曹氏:“阿嫂恐不知其中內情,錦兮尚在閨中時便心悅信王,可自古兒女婚事由父母做主,大爺重情重義逼著錦兮嫁入衛府,全了他與衛將軍的兄弟之情。本想著兮丫頭與信王的情意便就此作罷,可信王卻突然托人尋到妹妹,表明他的心意,他不在意世俗眼光,只求咱們做父母叔嬸的能成全他與兮丫頭。”

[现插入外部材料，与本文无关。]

PR #458, opened 2026-08-28
Manage a table's storage parameters, and stop an index's from drifting

winebarrel:
## A table's storage parameters were read by neither side

`WITH (fillfactor = 70, autovacuum_enabled = off)` was dropped from the desired schema without even the `ignored unsupported statement` warning an unsupported statement gets, `dump` did not write the clause, and no plan ever proposed one. pg_dump writes those parameters, and a pg_dump file is the natural starting point for a desired schema, so per-table autovacuum tuning went silently unmanaged the moment it was adopted.

Both sides read them now, from `pg_class.reloptions` and from the `CREATE TABLE`. A change goes out as `ALTER TABLE ... SET (...)`, with one `RESET` for the parameters the desired schema no longer names. Neither statement rewrites the table.

**TOAST.** A `toast.` parameter sits on the TOAST relation, which is where pg_dump writes it into the same clause. It is read from `reltoastrelid` and diffed alongside. PostgreSQL creates that relation only for a table with a toastable column and accepts the statement either way, discarding it when there is none, so such a table re-plans the parameter on every run. Documented in the README rather than special-cased.

**Partitioning.** A partitioned table takes no parameter at all, since it holds no storage, and a partition does not copy the parent's, so each is diffed on its own.

**Order.** Both sides are keyed in name order, so neither the order a file lists them in nor the order the catalog keeps them in reaches the comparison or the dump.

## An index's parameters were compared but not normalized

`pg_get_indexdef` quotes a value that does not read as an identifier, `fillfactor='80'`, while a file writes the number bare, so the two arrived as a String and an Integer node and never matched. An index carrying one was dropped and recreated on every plan, which is a full rebuild each run. Reproduced on `main`: apply the index, and the next two plans both emit `DROP INDEX` plus `CREATE INDEX` against a catalog that already holds `{fillfactor=80}`.

The catalog also keeps the parameters in creation order, which a file has no reason to follow, so the list is sorted before the comparison too.

Neither of these showed up in the dump round trip, since `dump` writes what `pg_get_indexdef` reports.

## Tests

14 plan fixtures, 3 apply, 2 dump, 1 parser, and unit tests in `model`, `diff` and `catalog`. The interactions are pinned as well: `--bulk-alter` leaves the `SET` on its own, `--skip-partition-child` drops a partition's parameters with the partition, and a rename carries them through and sets a changed one under the new name.

The `diff`, `parser` and `catalog` code needed package-local tests, not only fixtures. Measured the way CI does, the fixtures alone left the branch at 94.3% against main's 94.8%, because a fixture runs in the root package where those three are dependencies rather than the package under test.

## Left alone

Views and materialized views carry reloptions of their own, `security_barrier` and the autovacuum settings, and lose them the same way. A constraint's index takes them too, and `pg_get_constraintdef` does not print them, so a hand-written `UNIQUE (v) WITH (fillfactor = 70)` drops and re-adds the constraint on every run, rebuilding the index under an ACCESS EXCLUSIVE lock. Both are separate objects and separate statements. The constraint one is recorded in TODO.md with the shape of the fix.

`ALTER TABLE ... SET (...)` in a desired file is still warned about and dropped, like every other unsupported `ALTER TABLE` action. pg_dump writes the parameters inline in the `CREATE TABLE`, and so does `dump`, so nothing that round-trips depends on it.

Measured the way CI does on PostgreSQL 15, 94.8% -> 94.9%. `make lint`, `make deadcode`, `make test` and `make test-scenario` pass, and the 17 real-world sample schemas still round-trip.

### DIFF
--- a/CHANGELOG.md
+++ b/CHANGELOG.md
@@ -1,5 +1,11 @@
 # Changelog
 
+## [1.36.0] - 2026-08-29
+
+* Manage a table's storage parameters, the `WITH (...)` clause. Neither side read them, so `dump` dropped the clause and no plan proposed one: the per-table autovacuum settings a pg_dump file carries went unmanaged without a warning. A change goes out as `ALTER TABLE ... SET (...)` with a `RESET` for the parameters the desired schema no longer names. A `toast.` parameter is read from the TOAST relation and diffed alongside. `WITH (oids = false)`, which a pg_dump before 12 writes, is not a parameter and is skipped.
+
+* Stop an index's storage parameters from drifting. `pg_get_indexdef` quotes a value that does not read as an identifier, `fillfactor='80'`, while a file writes the number bare, so the two never matched and the index was dropped and recreated on every run. The order the catalog keeps them in is not compared either.
+
 ## [1.35.0] - 2026-08-29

“兮丫頭在衛府過的不如人意我想阿嫂也不愿見到,與其讓兮丫頭每日以淚洗面悔恨終生,不如尋個由頭讓她與衛肅和離,與信王有情人終成眷屬!”
曹氏再多說一句,韓氏都要暈,是被活生生的氣暈。
韓氏猛的起身,身形一晃,凝香眼尖地上前扶住,覺察到大娘子緊捏了下自己手背,凝香會意擔憂地開口:“大娘子可是又頭暈了?婢子這便扶您去內室休息。”
“嗯。”韓氏看向曹氏,歉意地道:“阿嫂原想與妹妹多聊些時辰,可這身子當真是不中用了,妹妹莫怪。”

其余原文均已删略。